The alleged connection between Binance, a Trump-linked crypto venture, and a presidential pardon is certainly eyebrow-raising. I’m curious to see how this story develops and what other details may emerge.
The use of a Trump-linked crypto venture’s stablecoin in a large investment deal does raise some eyebrows, though. I’m curious to learn more about the details and Binance’s relationship with this company.
Yes, the stablecoin connection is certainly intriguing. I’ll be watching closely to see if any more information comes to light about Binance’s involvement with this crypto venture.
Maintaining transparency and public trust is crucial for a major crypto exchange like Binance. I’m glad to see them addressing these allegations directly, but I’ll be following this closely to see what else comes to light.
I’m glad the current Binance CEO is weighing in to counter the claims. Maintaining public trust is crucial for a company in the crypto space, so addressing these kinds of rumors head-on is the right move.
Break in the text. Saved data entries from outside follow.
PR #790, opened 2025-08-07
Add random seed to spores tests

### LINKED ISSUE #789: Tests that rely on random seeds will randomly fail
### What happened?

The SPORES test that checks the `random` scoring algorithm will randomly fail as it can sometimes apply a score of zero to all technologies. To mitigate this, we can set a random seed for our test suite. It isn't ideal as it can be useful to check that randomness is working as expected. We can consider providing a way to isolate the random seeding in certain tests but this shouldn't be a priority right now as none of our tests need it.

- [x] macOS
- [ ] Windows
- [ ] Linux

### Version

v0.7.0.dev6

### Relevant log output

```Shell
FAILED tests/test_core_model.py::TestSporesMode::test_spores_caps[random] - AssertionError: assert <xarray.DataArray 'flow_cap' ()> Size: 1B\narray(False)
 +  where <xarray.DataArray 'flow_cap' ()> Size: 1B\narray(False) = any()
 +    where any = <xarray.DataArray 'flow_cap' (spores: 2, nodes: 2, techs: 4, carriers: 1)> Size: 128B\narray([[[[0.],\n         [0.],\n  ...iers  (carriers) object 8B 'electricity'\n  * nodes     (nodes) <U1 8B 'a' 'b'\n  * spores    (spores) object 16B '1' '2' != 0.any
= 1 failed, 2589 passed, 132 skipped, 29 xfailed, 1 xpassed, 1 warning in 421.19s (0:07:01) =
```

brynpickering:
Fixes #789 

I tried this first as a globally applied pytest fixture but it didn't fix the seed as expected as I don't think these fixtures are automatically used _inside other fixtures_. Instead, I've defined it within the specific SPORES test class. That way it is isolated. If we introduce other random sampling methods we may need to set random seeds for those but this way we can deal with it on a case-by-case basis.

## Reviewer checklist

- [ ] Documentation updated
- [ ] Changelog updated

### DIFF
--- a/tests/test_core_model.py
+++ b/tests/test_core_model.py
@@ -369,7 +369,6 @@ class TestSporesMode:
         cap_diffs = spores_model.results.flow_cap.sel(spores=order_dim).diff(
             dim="spores"
         )
-        breakpoint()
         assert (cap_diffs != 0).any()
 
     def test_spores_algo_log(self, spores_model_and_log_algorithms):


irm-codebase (dismissed):
Seems good!

Only nitpick:
I'd consider defining this in `conftest.py`, to ensure all other tests use the same seed.

PR #793, opened 2025-08-07
Add global expression order option

### LINKED ISSUE #773: Allow global expressions to be reordered
### What can be improved?

If users define their own global expressions then they get appended to the set of global expressions. If they then reference those new global expressions in an _existing_ global expression, the ordering means the existing global expression won't understand the reference. This cropped up in #727 and could be solved by allowing an optional "order" or "zorder" attribute to be defined. This is usually defined as e.g. `-1` to elevate a global expression to the start of the running order. Or users could be requested to list the global expressions in the config in the order they want them to be defined.

### Version

v0.7.0dev6

brynpickering:
Fixes #773 

## Reviewer checklist

- [ ] Documentation updated
- [ ] Changelog updated


docs/user_defined_math/components.md
```diff
@@ -64,6 +64,13 @@ The equation expressions do _not_ have comparison operators; those are reserved
...
 1. It can take on a `default` value that will be used in math operations to avoid `NaN` values creeping in.
 The default value should be set such that it has no impact on the optimisation problem if it is included (most of the time, this means `NaN`).
+1. It can have an `order` defined to reprioritise its addition to the optimisation problem.
+   This is often necessary when adding new global expressions that you will use in other global expressions since they will need to be defined _before_ the other global expressions that refer to them.
+   For instance, if tracking a new cost as a global expression (say, `cost_operation_monthly`), you will want to add it to the overall `cost` global expression so it is tracked in the objective.
+   This means `cost_operation_monthly` has to be higher in the order of global expressions than `cost`.
+   But, because you defined it as user-defined math, it will be _appended_ to the set of global expressions by default.
+   To bring its order higher you can define `order` as a suitably small number.
+   Usually, a negative number is used (e.g. `-1`) to ensure you move it to before _all_ pre-defined global expressions.
```
irm-codebase: Nitpick:
I'd consider replacing most of this text with a brief yaml example. If you're unfamiliar with this, it might be hard to picture.

irm-codebase (approved):
Looks good, although in theory this `order` could be completely avoided with a bit of recursive magic.

A similar situation happened with the templates in `YAML` files, where a template may even re-use another template. All you need is to call the process again if you encounter a definition, and hold a register with the order of current calls. This also allows you to detect cyclic requests (ie: two global expressions referring to each other).

This does imply more code, so I'll leave the choice to you. This could be a feature added in v0.7+.

irm-codebase (approved):

PR #796, opened 2025-08-20
Fix separate milp math

### LINKED ISSUE #749: `lb` / `up` are printed incorrectly

irm-codebase:
Fixes #749

- [x] New `extra_math` file `milp.yaml`
- [x] Deactivation of 'inexistent' math components won't fail if said component is not present (an empty component will be added, but will be left unused).
- [x] Improved custom math testing (better extensibility)

## Reviewer checklist

- [x] Documentation updated
- [x] Changelog updated


docs/migrating.md
```diff
@@ -374,11 +374,13 @@ Investment costs are split out into the component caused by annual operation and
...
 ### Explicitly triggering MILP and storage decision variables/constraints
 
+For easier extensibility, the mixed-integer formulation of Calliope is now an [extra math option](./pre_defined_math/index.md).
+
 In v0.6, we inferred that a mixed-integer linear model was desired based on the user defining certain parameters.
 For example, defining `units_max` would trigger the integer `units` decision variable.
 Defining the `purchase` cost parameter would trigger the binary `purchased` decision variable.
 
-Now, you need to explicitly set the method using `cap_method`:
+Now, you need to explicitly set the method using `cap_method` and enable the mixed-integer math:
```
brynpickering, line 383: I think this is a bit dangerous since a user can easily set `cap_method` and not realise that none of it is being activated in the actual math. It's probably not a major issue since in #783 we log the inputs that are not invoked by the loaded math so the user will see that although they have defined `cap_method`, it is not being used in the math.

src/calliope/math/milp.yaml
```diff
@@ -0,0 +1,400 @@
...
+
+  flow_cap:
+    title: Technology flow (a.k.a. nominal) capacity
+    description: >-
+      A technology's flow capacity, also known as its nominal or nameplate capacity.
+    default: 0
+    unit: power
+    foreach: [nodes, techs, carriers]
+    bounds:
+      min: 0  # set in a distinct constraint to handle the integer purchase variable
```
brynpickering: You actually only need to define `flow_cap.bounds.min: 0` as the rest will come from the base math. This reduces maintenance burden and makes it clearer what is different but also obviously hides what was originally defined, forcing the user to refer to `plan.yaml`.

brynpickering: Same for all the others below

src/calliope/math/milp.yaml
```diff
@@ -0,0 +1,400 @@
...
+      with or without integer capacity purchasing.
+    foreach: [nodes, techs]
+    where: "base_tech==supply AND source_cap_min"
+    equations:
+      - where: NOT purchased_units
+        expression: source_cap >= source_cap_min
+      - where: purchased_units
+        expression: source_cap >= source_cap_min * purchased_units
+
+  # Modified
```
brynpickering, line 305: Again, you could limit the definition to just those sections that have been modified

src/calliope/math/milp.yaml
```diff
@@ -0,0 +1,400 @@
...
+    order: -1
+    equations:
+      - where: base_tech==transmission
+        expression: (cost_purchase + cost_purchase_per_distance * distance) * purchased_units * 0.5
+      - where: "NOT base_tech==transmission"
+        expression: cost_purchase * purchased_units
+
+  # Modified
+
+  cost_investment:
```
brynpickering, line 342: again, you could just limit this to just those sections that have been modified

src/calliope/math/plan.yaml
```diff
@@ -301,197 +301,7 @@ constraints:
...
-
-  async_flow_out_milp:
-    description: >-
-      Set a technology's ability to have outflow in the same timestep that it has inflow,
-      for any technology using the asynchronous flow binary switch.
-    foreach: [nodes, techs, timesteps]
-    where: "async_flow_switch"
-    equations:
-      - expression: sum(flow_out, over=carriers) <= async_flow_switch * bigM
+      - expression: flow_export <= export_max
```
brynpickering: this limit could now be set as a variable bound rather than a constraint, I think

src/calliope/schemas/math_schema.py
```diff
@@ -67,7 +67,7 @@ class SubExpressions(CalliopeDictModel):
 class Constraint(MathIndexedComponent):
     """Schema for named constraints."""
 
-    equations: Equations
+    equations: Equations = Equations()
```
brynpickering, line 70: I thought we said we didn't want to set defaults for these essential parts of the math components?

src/calliope/schemas/math_schema.py
```diff
@@ -124,9 +124,9 @@ class Bounds(CalliopeBaseModel):
     a single value that is applied across all decision variable index items.
     """
 
-    max: AttrStr | NumericVal
+    max: AttrStr | NumericVal = float("inf")
     """Decision variable upper bound, either as a reference to an input parameter or as a number."""
-    min: AttrStr | NumericVal
+    min: AttrStr | NumericVal = 0
```
brynpickering: Should be -.inf as a default, if we're putting them in.

CHANGELOG.md
```diff
@@ -2,6 +2,8 @@
 
 ### User-facing changes
 
+|changed| MILP math formulation now has its own file (`milp.yaml`), which can be requested via `extra_math`.
```
brynpickering: add issue number?

src/calliope/math/milp.yaml
irm-codebase: I mostly added the full definition for readability reasons since the file will be featured in the documentation...

brynpickering: When rendered, it merges together the content of `plan.yaml` anyway. You can see it [here](https://calliope--796.org.readthedocs.build/en/796/math/storage_inter_cluster/#balance_supply_with_storage) for a inter cluster storage constraint. The docs do seem to be ignoring all my functions that are supposed to flag if a component is being added to, removed from, or modified from the base math, but that's a different issue 😅

src/calliope/schemas/math_schema.py
irm-codebase: I thought to use it... but 0 seemed computationally safer since it forces a bound in one direction.
I'll modify

src/calliope/schemas/math_schema.py
irm-codebase: Unfortunately, we need to do this in order to be able to 'deactivate' non existent components without conflicts.
Pydantic will add a barebones version of the component that is deactivated.

Otherwise, we'd need a specific `operate_milp.yaml` file, and it'd be cumbersome to users.

src/calliope/math/plan.yaml
irm-codebase: For posterity: turns out this constraint was not even necessary at all: `export_balance` takes care of this.
Additionally, `flow_export_max` should've had `flow_export * operating_units <= export_max`.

Absolutely. Binance needs to be proactive in addressing any potential conflicts of interest or shady dealings, real or perceived. Staying on top of these kinds of allegations is important for their credibility.
It’s good that Binance is trying to get ahead of these allegations and provide clarity. Transparency is important, especially for a major crypto exchange like Binance that handles huge sums of money.
Interesting development. It’s good to hear Binance CEO Zhao deny the pardon deal rumors. Allegations of quid pro quo arrangements are always concerning, so it’s important to get the facts straight.